Diseases that cause weakness in muscles include sarcopenia, which progresses with aging; muscular atrophy, which is caused by an imbalance in protein metabolism and a decrease in muscle use; and acardiotrophy, which progresses with starvation, debilitating diseases (cancer, etc.), and aging.
Sarcopenia refers to a reduction in muscle strength due to a decrease in skeletal muscle mass while aging is in progress. The decrease in skeletal muscle mass, which is the most important characteristic of sarcopenia, and additionally the changes in the types of muscle fibers are observed together. Whereas the diameters of Type 1 and Type 2 muscle fibers decrease at a similar rate as aging progresses, under sarcopenia, the diameter of the Type 2 muscle fiber does not change significantly, but the diameter of the Type 1 muscle fiber noticeably decreases. It has been reported that sarcopenia causes senility and functional disorders that occur among the elderly.
Sarcopenia is caused by various factors, but studies regarding each factor are still in progress.

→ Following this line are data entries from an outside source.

PR #1141, opened 2020-03-18
New analyzer that adds tag/emojis to events based on config.

berggren:
This PR adds a simple analyzer to tag/emoji events based on a config file. It can also create saved views.

In addition, an updated SQL schema for View and SearchTemplate has been done, adding a description field.


timesketch/lib/analyzers/tagger.py
```diff
@@ -0,0 +1,83 @@
...
+            config: A dict that contains the configuration See data/tags.yaml
+                for fields and documentation of what needs to be defined.
+
+        Returns:
+            String with summary of the analyzer result.
+        """
+        query = config.get('query_string')
+        query_dsl = config.get('query_dsl')
+        create_view = config.get('create_view', False)
+        view_name = config.get('view_name')
```
kiddinn: I would prefer to have this as

```
view_name = config.get('view_name', name)
```

instead of later doing

```
if not view_name:
  view_name = name
```

then you can skip that check

data/tags.yaml
```diff
@@ -0,0 +1,21 @@
...
+#
+# The tagger works in the way that the query is run and the emojis and
+# tags that are defined are applied to the matching events.
+# A view is created if the tag is added (only if there are results).
+#
+# Example:
+#
+# test_tagger:
+#        query_string: 'test'
+#        attribute: 'domain'
```
kiddinn: OK, so this is nowhere used, and I'm not sure how you would even use it in this case....

(the only place this is used is in the tests.... and to check it is empty... so please remove it

timesketch/lib/analyzers/tagger.py
berggren: Good idea, done.

data/tags.yaml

Sarcopenia is induced by a reduction in the growth hormone level or neurological changes, changes in physiological activity, changes in metabolism, an increase in the amount of sex hormones or fat and catabolic cytokines, and a change in the balance of protein synthesis and degradation. The most important cause of the decrease in skeletal muscle mass, which is the most pronounced characteristic of sarcopenia, is known to be the reduction of satellite cell activation. Satellite cells are small mononuclear cells located between a basement membrane and a sarcolemma of muscle fibers. These satellite cells are activated by stimuli such as injury or exercise and are proliferated as myoblasts, and as the differentiation is in progress, they fuse with other cells to form multinucleated muscle fibers. Accordingly, as the satellite cell activation is reduced, the ability to regenerate a damaged muscle or responses to differentiation signals is reduced, thereby resulting in a decrease in the muscle formation.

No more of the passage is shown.